PR #91, opened 2025-02-07
hd44780: Restructure to implement conn/display/TextDisplay. Refine to use GPIO.Group

### LINKED ISSUE #3: I2C IO Expander for HD44780
What would be the best way to go about implementing a driver for the hd44780 in 4/8 bit mode over an 8-bit I2C IO Expander like the [PCF8574T](http://wiki.sunfounder.cc/images/1/18/PCF8574T_datasheet.pdf) as done [for arduino in this project](https://gitlab.com/joearmstrong980/LCD_I2C), [for Raspberry pi](https://github.com/sunfounder/SunFounder_SensorKit_for_RPi2/blob/master/Python/30_i2c_lcd1602.py), and in go [here with gobot](https://github.com/ChrisTrenkamp/gobotlcd), and standalone [here](https://github.com/d2r2/go-hd44780) and [here](https://github.com/wjessop/lcm1602_lcd)?

After reviewing the Project Design and Guidelines, it's not completly clear to me what the intended way to do this is.

Some ways I can think of would be:
- making a new driver that uses the hd44780 driver code but has code to use the IO Expander instead of a direct pin connection, 
- changing the existing driver to allow for both direct usage and usage over I2C,
- or maybe to implement I2C IO Expanders in the conn/i2c module.

Currently, I'm using gobot to drive my LCD, though this adds redundancy as both periph and [gobot](gobot.io) are packages for the same or at least similar purposes and i would like to keep my dependencies to a minimum to keep a small overhead in my project.

gsexton:
Fixes #3


hd44780/af_i2c_backpack.go
```diff
@@ -0,0 +1,61 @@
...
+	mcp, err := mcp23xxx.NewI2C(bus, mcp23xxx.MCP23008, address)
+	if err != nil {
+		return nil, err
+	}
+	gr := *mcp.Group(0, []int{d4, d5, d6, d7, rsPin, enablePin, backlightPin})
+	grPins := gr.Pins()
+	reset := grPins[4].(gpio.PinOut)
+	enable := grPins[5].(gpio.PinOut)
+	bl := grPins[6].(gpio.PinOut)
+	return NewHD44780(gr, &reset, &enable, &bl, rows, cols)
```
maruel, line 47: I believe you don't want to take the address of the local variables.

maruel (approved):
lgtm once it passes checks

gsexton:
@maruel Did you have a solution for the pointer issue you raised? 

Also, to get this in requires the updated version of host. Should I do a release of host, and then update devices to use the new release? Is there better way to handle this?

hd44780/hd44780.go
```diff
@@ -14,216 +14,427 @@ import (
...
+// The first 4 or 8 pins of the data group must be connected to the data lines
+// To use 4 bit mode, you would connect lines D4-D7 on the display, and for 8
+// bit mode, D0-D7. If dataPinGroup is 8 or more pins, then it's assumed the
+// display is connected using all 8 pins.
+//
+// backlight should implement either display.DisplayBacklight or
+// display.DisplayRGBBacklight. See GPIOMonoBacklight.
+func NewHD44780(
+	dataPinGroup gpio.Group,
+	resetPin, enablePin *gpio.PinOut,
```
maruel, line 86: gpio.PinOut is an interface, so you do not want to take the pointer, it is already a pointer.

maruel:
> @maruel Did you have a solution for the pointer issue you raised?

Oh it's a mistake between an interface and a pointer. In Go, an interface is itself a pointer.

> Also, to get this in requires the updated version of host. Should I do a release of host, and then update devices to use the new release? Is there better way to handle this?

Yes, that's the current way to do it, in two steps. Can you do it? Thanks!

::::

→ TASK
Scan the data above for the string "version" and copy each line where it appears.

→ EXERCISE OUTPUT
Also, to get this in requires the updated version of host. Should I do a release of host, and then update devices to use the new release? Is there better way to handle this?
> Also, to get this in requires the updated version of host. Should I do a release of host, and then update devices to use the new release? Is there better way to handle this?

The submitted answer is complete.